• [PROBLEM TO SOLVE]: Pick out each line below containing "private".

(Collected data)
PR #3760, opened 2016-09-09
Add last response code and headers

stevedenman:
### PR checklist

### Description of the PR

Apply same workaround as https://github.com/swagger-api/swagger-codegen/pull/1127 to typescript-angular2 template.

### DIFF
--- a/modules/swagger-codegen/src/main/resources/typescript-angular2/api.mustache
+++ b/modules/swagger-codegen/src/main/resources/typescript-angular2/api.mustache
@@ -24,17 +24,6 @@ export class {{classname}} {
     protected basePath = '{{basePath}}';
     public defaultHeaders: Headers = new Headers();
 
-    private _statusCode: number;
-    private _responseHeaders: Headers;
-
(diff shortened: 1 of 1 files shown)


wing328:
For #1127, we've replaced that with an additional method WithHttpInfo, e.g. https://github.com/swagger-api/swagger-codegen/blob/master/samples/client/petstore/java/okhttp-gson/src/main/java/io/swagger/client/api/PetApi.java#L123-L137

Can we do something similar in TypeScript-Angular2 client?

The reason we didn't use variables to store the last status code and response headers was that such solution will have issues with multi-threading environment.

wing328:
cc @Vrolijkx

stevedenman:
Hi @wing328, yeah, that makes sense. I will have a look at changing it.

stevedenman:
@wing328 I've pushed that change - the new functions return the Response, so headers etc can be used.

wing328:
@stevedenman thanks for the contribution. PR merged into master.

• [EXERCISE SOLUTION]:
-    private _statusCode: number;
-    private _responseHeaders: Headers;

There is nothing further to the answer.